Exercise materials START

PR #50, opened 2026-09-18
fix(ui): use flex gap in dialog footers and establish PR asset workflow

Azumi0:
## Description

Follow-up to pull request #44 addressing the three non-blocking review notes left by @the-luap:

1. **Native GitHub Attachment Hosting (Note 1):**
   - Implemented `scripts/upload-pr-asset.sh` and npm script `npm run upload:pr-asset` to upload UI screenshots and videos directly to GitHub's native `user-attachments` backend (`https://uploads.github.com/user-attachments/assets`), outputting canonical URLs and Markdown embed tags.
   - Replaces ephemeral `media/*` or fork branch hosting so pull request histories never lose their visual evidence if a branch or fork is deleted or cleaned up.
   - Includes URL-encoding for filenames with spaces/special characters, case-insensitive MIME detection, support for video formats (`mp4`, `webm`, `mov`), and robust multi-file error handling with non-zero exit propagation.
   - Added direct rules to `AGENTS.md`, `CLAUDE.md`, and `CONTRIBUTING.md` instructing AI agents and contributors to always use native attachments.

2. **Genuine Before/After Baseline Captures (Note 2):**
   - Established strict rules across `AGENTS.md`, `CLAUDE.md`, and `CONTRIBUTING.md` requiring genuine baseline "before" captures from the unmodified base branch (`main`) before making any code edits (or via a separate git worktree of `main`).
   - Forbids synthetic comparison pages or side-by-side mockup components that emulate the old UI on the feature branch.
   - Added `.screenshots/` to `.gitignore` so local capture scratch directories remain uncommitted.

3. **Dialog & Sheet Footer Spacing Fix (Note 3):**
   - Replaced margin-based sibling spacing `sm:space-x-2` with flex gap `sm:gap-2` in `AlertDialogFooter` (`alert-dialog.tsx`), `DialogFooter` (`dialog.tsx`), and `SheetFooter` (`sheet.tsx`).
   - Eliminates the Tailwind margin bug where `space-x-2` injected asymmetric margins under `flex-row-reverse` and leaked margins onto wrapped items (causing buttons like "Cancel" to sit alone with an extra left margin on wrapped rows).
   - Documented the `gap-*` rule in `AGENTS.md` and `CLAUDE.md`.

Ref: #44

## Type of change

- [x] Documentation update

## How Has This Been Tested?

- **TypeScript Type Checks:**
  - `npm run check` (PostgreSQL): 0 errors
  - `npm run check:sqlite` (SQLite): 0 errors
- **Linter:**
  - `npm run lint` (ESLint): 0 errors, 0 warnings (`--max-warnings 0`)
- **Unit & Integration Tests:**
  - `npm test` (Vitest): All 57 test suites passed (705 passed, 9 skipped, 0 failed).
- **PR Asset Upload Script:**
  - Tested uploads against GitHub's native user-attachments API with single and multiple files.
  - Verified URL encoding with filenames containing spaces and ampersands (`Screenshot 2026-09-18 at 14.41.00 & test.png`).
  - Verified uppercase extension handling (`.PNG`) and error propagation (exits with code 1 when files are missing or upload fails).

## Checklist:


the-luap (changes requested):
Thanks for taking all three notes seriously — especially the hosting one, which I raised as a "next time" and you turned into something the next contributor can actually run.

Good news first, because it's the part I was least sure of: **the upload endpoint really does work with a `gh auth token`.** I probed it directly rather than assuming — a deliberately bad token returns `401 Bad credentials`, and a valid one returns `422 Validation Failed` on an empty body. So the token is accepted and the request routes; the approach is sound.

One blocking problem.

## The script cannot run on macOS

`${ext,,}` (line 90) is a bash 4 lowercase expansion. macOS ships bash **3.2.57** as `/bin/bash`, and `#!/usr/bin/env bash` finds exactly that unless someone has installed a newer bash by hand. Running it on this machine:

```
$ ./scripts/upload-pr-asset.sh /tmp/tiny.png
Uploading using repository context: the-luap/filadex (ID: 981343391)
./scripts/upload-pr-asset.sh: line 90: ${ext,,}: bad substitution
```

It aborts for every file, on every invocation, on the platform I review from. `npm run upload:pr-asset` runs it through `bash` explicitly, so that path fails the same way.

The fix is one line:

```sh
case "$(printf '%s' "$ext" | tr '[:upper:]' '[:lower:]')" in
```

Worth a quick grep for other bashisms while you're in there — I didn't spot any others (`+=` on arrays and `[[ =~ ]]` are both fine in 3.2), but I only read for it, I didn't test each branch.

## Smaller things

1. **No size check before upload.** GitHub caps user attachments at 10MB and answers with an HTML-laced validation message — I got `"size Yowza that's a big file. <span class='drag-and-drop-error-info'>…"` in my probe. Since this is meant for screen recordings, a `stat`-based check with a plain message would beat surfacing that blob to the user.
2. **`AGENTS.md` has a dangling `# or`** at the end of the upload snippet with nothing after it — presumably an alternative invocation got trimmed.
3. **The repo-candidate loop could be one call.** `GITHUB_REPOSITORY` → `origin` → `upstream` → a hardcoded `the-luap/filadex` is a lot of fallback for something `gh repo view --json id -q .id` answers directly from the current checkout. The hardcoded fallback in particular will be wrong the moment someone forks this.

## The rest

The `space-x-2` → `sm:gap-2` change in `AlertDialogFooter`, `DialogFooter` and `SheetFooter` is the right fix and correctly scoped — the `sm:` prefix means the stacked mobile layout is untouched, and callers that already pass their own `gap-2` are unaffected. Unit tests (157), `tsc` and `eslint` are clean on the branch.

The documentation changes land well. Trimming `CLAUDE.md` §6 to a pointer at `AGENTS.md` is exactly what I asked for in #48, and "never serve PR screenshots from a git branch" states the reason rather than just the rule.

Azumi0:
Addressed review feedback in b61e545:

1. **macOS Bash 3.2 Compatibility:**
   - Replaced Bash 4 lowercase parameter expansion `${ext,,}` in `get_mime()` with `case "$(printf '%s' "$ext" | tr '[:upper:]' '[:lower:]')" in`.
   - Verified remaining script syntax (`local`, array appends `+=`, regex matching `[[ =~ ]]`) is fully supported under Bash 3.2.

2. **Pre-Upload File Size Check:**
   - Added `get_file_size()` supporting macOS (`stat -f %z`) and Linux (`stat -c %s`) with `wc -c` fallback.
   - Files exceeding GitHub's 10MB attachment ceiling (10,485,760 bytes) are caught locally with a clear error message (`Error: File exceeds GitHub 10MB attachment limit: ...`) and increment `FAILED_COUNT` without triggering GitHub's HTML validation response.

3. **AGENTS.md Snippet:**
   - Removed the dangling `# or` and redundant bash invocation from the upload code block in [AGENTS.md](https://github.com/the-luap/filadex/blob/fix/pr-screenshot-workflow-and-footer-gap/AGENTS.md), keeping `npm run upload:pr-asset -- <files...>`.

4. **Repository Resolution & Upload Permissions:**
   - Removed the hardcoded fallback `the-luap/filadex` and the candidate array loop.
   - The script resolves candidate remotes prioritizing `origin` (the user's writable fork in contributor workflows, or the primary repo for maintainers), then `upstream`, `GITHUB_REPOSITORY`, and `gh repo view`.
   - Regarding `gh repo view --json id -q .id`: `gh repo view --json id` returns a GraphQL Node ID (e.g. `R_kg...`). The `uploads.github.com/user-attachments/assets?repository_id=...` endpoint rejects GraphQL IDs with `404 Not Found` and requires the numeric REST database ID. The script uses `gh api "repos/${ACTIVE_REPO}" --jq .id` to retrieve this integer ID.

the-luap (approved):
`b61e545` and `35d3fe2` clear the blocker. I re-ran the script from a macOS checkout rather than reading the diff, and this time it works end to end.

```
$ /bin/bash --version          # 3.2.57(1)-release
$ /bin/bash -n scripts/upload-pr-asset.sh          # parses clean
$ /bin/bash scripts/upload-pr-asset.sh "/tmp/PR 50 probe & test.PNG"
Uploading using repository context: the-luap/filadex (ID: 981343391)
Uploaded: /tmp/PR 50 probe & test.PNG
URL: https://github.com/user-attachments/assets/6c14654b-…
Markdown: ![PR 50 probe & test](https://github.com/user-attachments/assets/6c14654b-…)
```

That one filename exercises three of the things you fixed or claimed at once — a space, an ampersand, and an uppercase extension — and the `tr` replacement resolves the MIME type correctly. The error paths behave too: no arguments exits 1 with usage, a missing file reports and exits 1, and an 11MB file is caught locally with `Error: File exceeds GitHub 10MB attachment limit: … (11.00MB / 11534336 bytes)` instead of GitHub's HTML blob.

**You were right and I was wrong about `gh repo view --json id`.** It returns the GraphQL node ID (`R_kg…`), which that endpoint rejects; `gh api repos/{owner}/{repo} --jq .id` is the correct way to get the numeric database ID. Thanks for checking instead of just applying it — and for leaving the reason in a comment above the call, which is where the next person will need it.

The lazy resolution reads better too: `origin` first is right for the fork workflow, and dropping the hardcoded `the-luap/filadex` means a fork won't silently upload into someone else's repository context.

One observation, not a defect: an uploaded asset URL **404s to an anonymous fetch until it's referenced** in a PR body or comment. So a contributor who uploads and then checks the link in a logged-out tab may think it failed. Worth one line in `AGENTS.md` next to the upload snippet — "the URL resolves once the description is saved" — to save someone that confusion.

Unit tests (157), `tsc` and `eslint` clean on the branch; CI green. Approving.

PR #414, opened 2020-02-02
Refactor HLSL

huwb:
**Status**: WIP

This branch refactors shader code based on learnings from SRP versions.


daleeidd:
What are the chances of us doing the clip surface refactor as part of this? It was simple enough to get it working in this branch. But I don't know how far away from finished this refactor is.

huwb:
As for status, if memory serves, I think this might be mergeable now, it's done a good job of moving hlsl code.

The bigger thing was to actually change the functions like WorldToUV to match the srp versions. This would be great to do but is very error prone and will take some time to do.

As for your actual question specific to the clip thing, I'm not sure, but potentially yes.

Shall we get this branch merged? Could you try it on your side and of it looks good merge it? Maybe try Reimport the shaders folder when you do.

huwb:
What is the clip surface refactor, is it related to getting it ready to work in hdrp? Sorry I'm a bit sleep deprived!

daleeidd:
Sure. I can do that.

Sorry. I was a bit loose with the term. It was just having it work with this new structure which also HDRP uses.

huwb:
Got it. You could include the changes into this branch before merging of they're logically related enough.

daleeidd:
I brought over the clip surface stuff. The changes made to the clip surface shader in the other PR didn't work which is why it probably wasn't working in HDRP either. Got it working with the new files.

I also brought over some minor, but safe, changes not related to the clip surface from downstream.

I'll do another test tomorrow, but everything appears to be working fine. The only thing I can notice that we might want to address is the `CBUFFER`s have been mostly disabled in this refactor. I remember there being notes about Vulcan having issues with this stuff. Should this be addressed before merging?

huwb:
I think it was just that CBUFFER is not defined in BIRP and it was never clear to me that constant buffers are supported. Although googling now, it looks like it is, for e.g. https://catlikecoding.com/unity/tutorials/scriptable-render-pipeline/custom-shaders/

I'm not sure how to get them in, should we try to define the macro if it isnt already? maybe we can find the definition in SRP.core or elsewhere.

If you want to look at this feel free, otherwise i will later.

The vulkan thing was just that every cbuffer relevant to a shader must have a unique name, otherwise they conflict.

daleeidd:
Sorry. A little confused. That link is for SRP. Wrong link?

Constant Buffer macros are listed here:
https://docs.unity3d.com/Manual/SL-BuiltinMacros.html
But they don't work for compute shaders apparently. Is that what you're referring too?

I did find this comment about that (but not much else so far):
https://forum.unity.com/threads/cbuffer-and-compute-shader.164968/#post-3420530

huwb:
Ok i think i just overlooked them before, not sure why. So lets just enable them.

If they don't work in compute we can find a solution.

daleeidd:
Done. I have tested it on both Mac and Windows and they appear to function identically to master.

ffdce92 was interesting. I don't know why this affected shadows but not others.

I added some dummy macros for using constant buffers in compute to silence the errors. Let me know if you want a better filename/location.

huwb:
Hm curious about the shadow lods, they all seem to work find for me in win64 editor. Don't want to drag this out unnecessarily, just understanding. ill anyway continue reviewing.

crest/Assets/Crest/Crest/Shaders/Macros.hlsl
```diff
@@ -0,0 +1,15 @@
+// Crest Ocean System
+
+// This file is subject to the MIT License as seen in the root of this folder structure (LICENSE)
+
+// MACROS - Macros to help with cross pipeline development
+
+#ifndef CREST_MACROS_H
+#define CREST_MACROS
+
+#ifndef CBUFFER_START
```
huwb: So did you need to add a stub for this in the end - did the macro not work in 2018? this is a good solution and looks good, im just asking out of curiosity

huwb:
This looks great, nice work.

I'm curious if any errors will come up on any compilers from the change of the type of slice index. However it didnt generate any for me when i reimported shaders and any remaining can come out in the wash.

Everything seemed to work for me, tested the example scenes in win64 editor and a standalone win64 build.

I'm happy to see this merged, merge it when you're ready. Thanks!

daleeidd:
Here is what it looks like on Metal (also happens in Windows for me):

Exercise materials END

#### Assignment:
Only one stretch of the data above is needed. Restate it word for word, from the line containing "(SQLite): 0 errors" through the line containing "skipped, 0 failed).", both ends included.

#### Task result:
  - `npm run check:sqlite` (SQLite): 0 errors
- **Linter:**
  - `npm run lint` (ESLint): 0 errors, 0 warnings (`--max-warnings 0`)
- **Unit & Integration Tests:**
  - `npm test` (Vitest): All 57 test suites passed (705 passed, 9 skipped, 0 failed).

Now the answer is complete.